Brittle leaves crunch beneath your feet as you shuffle toward two metal plaques nestled in a creek-side clearing behind Mills’ Vera Long Building. One sign features a description of the California Buckeye plant and its medicinal uses, including information that ranges from the plant’s ability to strengthen the vascular system to its use by “Native American peoples to stupefy fish for easy harvesting.”
The sign is one of many that make up the Mills Healing Plant Tour, which exists to bring awareness to the Mills community of the presence of primarily native but also non-native medicinal plants on campus and how they’ve been used over time. Each plaque features a photograph of the plant along with its scientific and common names, medicinal and non-medicinal uses and various cultures and places throughout the world where the plant or similar plants exist.
A tour sign located at the intersection of Kapiolani and Post Roads informs anyone who takes the time to read it that the “California Bay Laurel is used as a cooking spice, in cosmetics, in traditional migraine medicine and as an insect repellent.”
The sign details how the California Miwok Indians used the California Bay Laurel and highlights the Miwok Indians’ ingenuity with descriptions of how their use of the spice has been applied to commercial insect repellent products.
Each sign also includes the warning, “CAUTION: Many plant remedies can be poisonous when not properly prepared,” followed by a description of the dangerous parts of each plant.
One sign states, “Glycoside esculin, saponin aescin and alkaloids are poisonous components of (California) Buckeye seeds, leaves and sprouts.”
According to Biology Professor Susan Spiller, the tour blossomed from the collaboration of professors, students and faculty working on the Healing Plant Project in spring 2003, in which Mills students created a science curriculum about medicinal plants for the Junior Center for Arts and Science, a non-profit organization located near Lake Merritt.

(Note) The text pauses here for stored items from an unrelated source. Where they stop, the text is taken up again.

PR #5478, opened 2024-04-16
Setting --arch should set the TARGETARCH build arg

rhatdan:
Also fix a long standing FIXME in the test framework.

#### What type of PR is this?

> /kind api-change
> /kind bug
> /kind cleanup
> /kind deprecation
> /kind design
> /kind documentation
> /kind failing-test 
> /kind feature
> /kind flake
> /kind other

```release-note
--arch option now causes the TARGETARCH and TARGETPLATFORM  build args to get modified
```

### DIFF
--- a/tests/bud.bats
+++ b/tests/bud.bats
@@ -243,26 +243,48 @@ _EOF
   assert "${checkvars[*]}" != "" \
          "INTERNAL ERROR! No 'ARG xxx' lines in $containerfile!"
 
+  ARCH=$(go env GOARCH)
   # With explicit and full --platform, buildah should not warn.
   run_buildah build $WITH_POLICY_JSON --platform linux/amd64/v2 \
               -t source -f $containerfile
-  assert "$output" !~ "missing .* build argument" \
-         "With explicit --platform, buildah should not warn"
+  assert "$output" =~ "image platform \(linux/amd64\) does not match the expected platform" \
+         "With explicit --platform, buildah should warn about pulling difference in platform"
+  assert "$output" =~ "TARGETOS=linux" " --platform TARGETOS set correctly"
+  assert "$output" =~ "TARGETARCH=amd64" " --platform TARGETARCH set correctly"
+  assert "$output" =~ "TARGETVARIANT=" " --platform TARGETVARIANT set correctly"
+  assert "$output" =~ "TARGETPLATFORM=linux/amd64/v2" " --platform TARGETPLATFORM set correctly"
 
   # Likewise with individual args
   run_buildah build $WITH_POLICY_JSON --os linux --arch amd64 --variant v2 \
               -t source -f $containerfile
-  assert "$output" !~ "missing .* build argument" \
-         "With explicit --os + --arch + --variant, buildah should not warn"
+  assert "$output" =~ "image platform \(linux/amd64\) does not match the expected platform" \
+         "With explicit --variant, buildah should warn about pulling difference in platform"
+  assert "$output" =~ "TARGETOS=linux" "--os --arch --variant TARGETOS set correctly"
+  assert "$output" =~ "TARGETARCH=amd64" "--os --arch --variant TARGETARCH set correctly"
+  assert "$output" =~ "TARGETVARIANT=" "--os --arch --variant TARGETVARIANT set correctly"
+  assert "$output" =~ "TARGETPLATFORM=linux/amd64" "--os --arch --variant TARGETPLATFORM set correctly"
 
-  # FIXME FIXME FIXME: #4319: with --os only, buildah should not warn about OS
-  if false; then
-      run_buildah build $WITH_POLICY_JSON --os linux \
-                  -t source -f $containerfile
-      assert "$output" !~ "missing.*TARGETOS" \
-             "With explicit --os (but no arch/variant), buildah should not warn about TARGETOS"
-      # FIXME: add --arch test too, and maybe make this cleaner
-  fi
+  run_buildah build $WITH_POLICY_JSON --os linux -t source -f $containerfile
+  assert "$output" !~ "WARNING" \
+         "With explicit --os (but no arch/variant), buildah should not warn about TARGETOS"
+  assert "$output" =~ "TARGETOS=linux" "--os TARGETOS set correctly"
+  assert "$output" =~ "TARGETARCH=${ARCH}" "--os TARGETARCH set correctly"
+  assert "$output" =~ "TARGETVARIANT=" "--os TARGETVARIANT set correctly"
+  assert "$output" =~ "TARGETPLATFORM=linux/${ARCH}" "--os TARGETPLATFORM set correctly"
+
+  run_buildah build $WITH_POLICY_JSON --arch amd64 -t source -f $containerfile
+  assert "$output" !~ "WARNING" \
+         "With explicit --os (but no arch/variant), buildah should not warn about TARGETOS"
+  assert "$output" =~ "TARGETOS=linux" "--arch TARGETOS set correctly"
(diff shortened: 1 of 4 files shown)


tests/bud.bats
```diff
@@ -242,24 +242,38 @@ expect_output --substring "hello"
...
-  if false; then
-      run_buildah build $WITH_POLICY_JSON --os linux \
-                  -t source -f $containerfile
-      assert "$output" !~ "missing.*TARGETOS" \
-             "With explicit --os (but no arch/variant), buildah should not warn about TARGETOS"
-      # FIXME: add --arch test too, and maybe make this cleaner
-  fi
-
+  assert "$output" =~ "image platform .* does not match the expected platform" \
+         "With explicit --platform, buildah should warn about no variant"
```
nalind, line 256: This error description doesn't seem to match the error message it's checking against.

tests/bud.bats
```diff
@@ -242,24 +242,38 @@ expect_output --substring "hello"
   # With explicit and full --platform, buildah should not warn.
   run_buildah build $WITH_POLICY_JSON --platform linux/amd64/v2 \
               -t source -f $containerfile
-  assert "$output" !~ "missing .* build argument" \
-         "With explicit --platform, buildah should not warn"
+  assert "$output" =~ "image platform .* does not match the expected platform" \
+         "With explicit --platform, buildah should warn about no variant"
```
nalind, line 246: This error description doesn't seem to match the error message it's checking against.

pkg/parse/parse.go
```diff
@@ -555,7 +564,7 @@ func PlatformsFromOptions(c *cobra.Command) (platforms []struct{ OS, Arch, Varia
 		if err != nil {
 			return nil, fmt.Errorf("unable to parse platform: %w", err)
 		}
-		if os != "" || arch != "" || variant != "" {
+		if os != runtime.GOOS || arch != runtime.GOARCH || variant != "" {
```
nalind, line 567: Do the changes in this function affect test results?

tests/bud.bats
```diff
@@ -242,24 +242,38 @@ expect_output --substring "hello"
...
+  assert "$output" !~ "WARNING" \
+         "With explicit --os (but no arch/variant), buildah should not warn about TARGETOS"
+  assert "$output" =~ "TARGETOS=linux" "--os TARGETOS set correctly"
+  assert "$output" =~ "TARGETARCH=amd64" "--os TARGETARCH set correctly"
+  assert "$output" =~ "TARGETVARIANT=" "--os TARGETVARIANT set correctly"
+  assert "$output" =~ "TARGETPLATFORM=linux/amd64" "--os TARGETPLATFORM set correctly"
+
+  run_buildah build $WITH_POLICY_JSON --arch amd64 -t source -f $containerfile
+  assert "$output" !~ "WARNING" \
+         "With explicit --os (but no arch/variant), buildah should not warn about TARGETOS"
```
nalind, line 272: This error description doesn't seem to match the error message it's checking against.

pkg/parse/parse.go
rhatdan: We are now defaulting the OS and ARCH and only care if the user changes the value to something different then the default

before on an linux/amd64 machine `--platform=linux/amd64 --os=linux --arch=amd64` blue up, now it is allowed since it ultimately does what the user wanted.

If the user does
`--platform=linux/amd64 --os=linux --arch=arm64` then the command will fail

nalind: It doesn't check that the `--platform` and `--arch`/`--os` values agree.  And what's the benefit of allowing _some_ combinations of the flags?  Why encourage people with "well, sometimes, it's allowed, in newer versions"?

rhatdan: It checks if the --arch or --os changed values from the default.
Similar to --arch="" and --os="" in the old version would have been ignored.

I think we are arguing about a nothing burger, and will relent to make you happy, even though this is the corner case of all corner cases.

pkg/parse/parse_test.go
```diff
@@ -218,6 +218,7 @@ func TestSystemContextFromFlagSet(t *testing.T) {
 	assert.NoError(t, err)
 	assert.Equal(t, sc, &types.SystemContext{
 		BigFilesTemporaryDir:        GetTempDir(),
+		OSChoice:                    "linux",
```
nalind, line 221: Should this be `runtime.GOOS`, too?

tests/conformance/conformance_test.go
```diff
@@ -3566,6 +3566,7 @@ func TestCommit(t *testing.T) {
 				derivedBuilder, err := buildah.NewBuilder(ctx, store, buildah.BuilderOptions{
 					FromImage: buildahID,
 				})
+				assert.NoErrorf(t, err, "creating a new Builder")
```
nalind, line 3569: Ah, good catch.  The `require.NoErrorf()` after the `defer` can be removed.

tests/bud.bats
```diff
@@ -246,23 +246,44 @@ _EOF
   # With explicit and full --platform, buildah should not warn.
   run_buildah build $WITH_POLICY_JSON --platform linux/amd64/v2 \
               -t source -f $containerfile
-  assert "$output" !~ "missing .* build argument" \
-         "With explicit --platform, buildah should not warn"
+  assert "$output" =~ "image platform \(linux/amd64\) does not match the expected platform" \
+         "With explicit --platform, buildah should warn about pulling difference in platform"
+  assert "$output" =~ "TARGETOS=linux" " --platform TARGETOS set correctly"
+  assert "$output" =~ "TARGETARCH=amd64" " --platform TARGETARCH set correctly"
+  assert "$output" =~ "TARGETVARIANT=" " --platform TARGETVARIANT set correctly"
```
nalind, line 253: Is TARGETVARIANT not being set to "v2", per "--platform"?

tests/bud.bats
```diff
@@ -246,23 +246,44 @@ _EOF
...
+  assert "$output" =~ "TARGETVARIANT=" "--os --arch --variant TARGETVARIANT set correctly"
+  assert "$output" =~ "TARGETPLATFORM=linux/amd64" "--os --arch --variant TARGETPLATFORM set correctly"
+
+  run_buildah build $WITH_POLICY_JSON --os linux -t source -f $containerfile
+  assert "$output" !~ "WARNING" \
+         "With explicit --os (but no arch/variant), buildah should not warn about TARGETOS"
+  assert "$output" =~ "TARGETOS=linux" "--os TARGETOS set correctly"
+  assert "$output" =~ "TARGETARCH=amd64" "--os TARGETARCH set correctly"
+  assert "$output" =~ "TARGETVARIANT=" "--os TARGETVARIANT set correctly"
+  assert "$output" =~ "TARGETPLATFORM=linux/amd64" "--os TARGETPLATFORM set correctly"
```
nalind, line 272: Are these always going to be "amd64", or would "$(go env GOARCH)" be a better match?

TomSweeneyRedHat:
Looks like this needs a refresh and test help @rhatdan

rhatdan:
@TomSweeneyRedHat @nalind @flouthoc @giuseppe @vrothberg PTAL this finally passes, and is a pretty ugly bug

flouthoc (approved):
LGTM

TomSweeneyRedHat:
LGTM
However, the branch is out of date, so I triggered a rebase of the branch.

tests/bud.bats
mtrmac: I think this reveals the fix just not being correct — the core issue is that the `buildDockerfilesOnce ` code setting `TARGET*` expects `SystemContext.*Choice` to never be `""`, and that’s not how the values are set.

Compare more in https://github.com/containers/buildah/pull/5543#pullrequestreview-2074705651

The tour led to the creation of the Greening of Mills College 60 course co-taught by Spiller, Director of Campus Facilities Paul Richards and former Public Policy Program Director Emery Roe in the spring of 2003, in which students and faculty continued to work on the tour.

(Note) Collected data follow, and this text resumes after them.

PR #5479, opened 2024-04-17
Nuke the new nixery image

edsantiago:
Registry has been down for a day. This is blocking all CI.

Switch to $SAFEIMAGE, our quay.io testimage.

```release-note
None
```

### DIFF
--- a/tests/bud.bats
+++ b/tests/bud.bats
@@ -4398,9 +4398,8 @@ EOM
 }
 
 @test "bud-implicit-no-history" {
-  _prefetch nixery.dev/shell
-  run_buildah build $WITH_POLICY_JSON --layers=false $BUDFILES/no-history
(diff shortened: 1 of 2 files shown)


flouthoc (approved):
LGTM

edsantiago:
@nalind PTAL. I have a bad feeling that the reason this PR is passing is because the test is not actually a test. That is, that there is something magical about the `nixery` image that causes this test to fail, but there is no actual testing anywhere in the test to verify that this magical attribute exists in the image being tested.

`nixery` is back up, and I've pulled the image, and I'll try to figure out what is so special about it, but your help would be most appreciated.

nalind:
There's a patch in https://github.com/containers/buildah/pull/5473 that crafts a suitable image to get around this.

PR #5480, opened 2024-04-17
Integration tests: fixup use of _prefetch

nalind:
#### What type of PR is this?

/kind cleanup

* There were a number of integration tests which _should_ run faster if they used the _prefetch function to load cached copies of images that they'd otherwise have had to pull from a registry.
* There was at least one test that was calling _prefetch for an image that it didn't use.
* When prefetching images, we hadn''t been using the same registry configuration (including rewrites, short names, and mirror settings) that we passed to the buildah binary when we called it later, meaning that we didn't prefetch the copies of images that we've intentionally mirrored elsewhere.
* Some tests were removing images before returning, when storage is cleaned up and initialized fresh for every test, so they didn't need to bother.

#### How to verify it

So many updated integration tests!

None

```release-note
None
```

### DIFF
--- a/.cirrus.yml
+++ b/.cirrus.yml
@@ -164,7 +164,7 @@ unit_task:
       - vendor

“It was just a great synergy that semester,” Spiller said.
According to Spiller, students in the Greening of Mills course collected information for the signs through interviews with friends, family and members of the Oakland and Lake Merritt communities.
“They came back with folklore on it and tried to find some scientific basis to do some research on that,” she said.
Richards spoke of the project’s interconnectivity between various disciplines and aspects of life.
“It’s science. It’s personal. It’s sociological. It’s everything that education should be,” he said.
The project was funded through the Irvine Multicultural Engagement: Mills and Oakland (MEMO) Grant from the James Irvine Foundation.
According to Mary Ann Wight, executive assistant of the Provost’s Office, the Office of Institutional Advancement wrote the grant proposal for the three-year, $800,000 MEMO grant that was awarded to Mills in the 2002-2003 school year. She said that $7,025 of that $800,000 was allotted for various expenses of the Healing Plant Project, including hiring student research assistants, installing signs for the Healing Plant Tour and partnering Mills students with the Junior Center for Arts and Science.
Richards said that the tour “represents an opportunity to increase awareness of what urbanization’s impact on the environment is. These signs bring a visual presence to this problem.”
Spiller echoed this sentiment.”Bruce Pavlik, Paul Richards and I have a dream that Mills will be a center for restoration biology,” she said.
She and Mills’ Botanical Garden and Greenhouse Coordinator, Christina McWhorter, said the Mills Biology community will work toward this goal by launching projects similar to the Healing Plant Tour in the future.
Visitors can easily embark upon the self-guided tour by picking up a tour pamphlet at the library or Sage Hall and following the red numbers on the map to locate twelve plants on campus.
Many tour signs are located in the Botanical Garden and outdoor classroom near the Children’s School for easy access. Visitors can also make the extra trek to find signs in the less traveled areas of campus.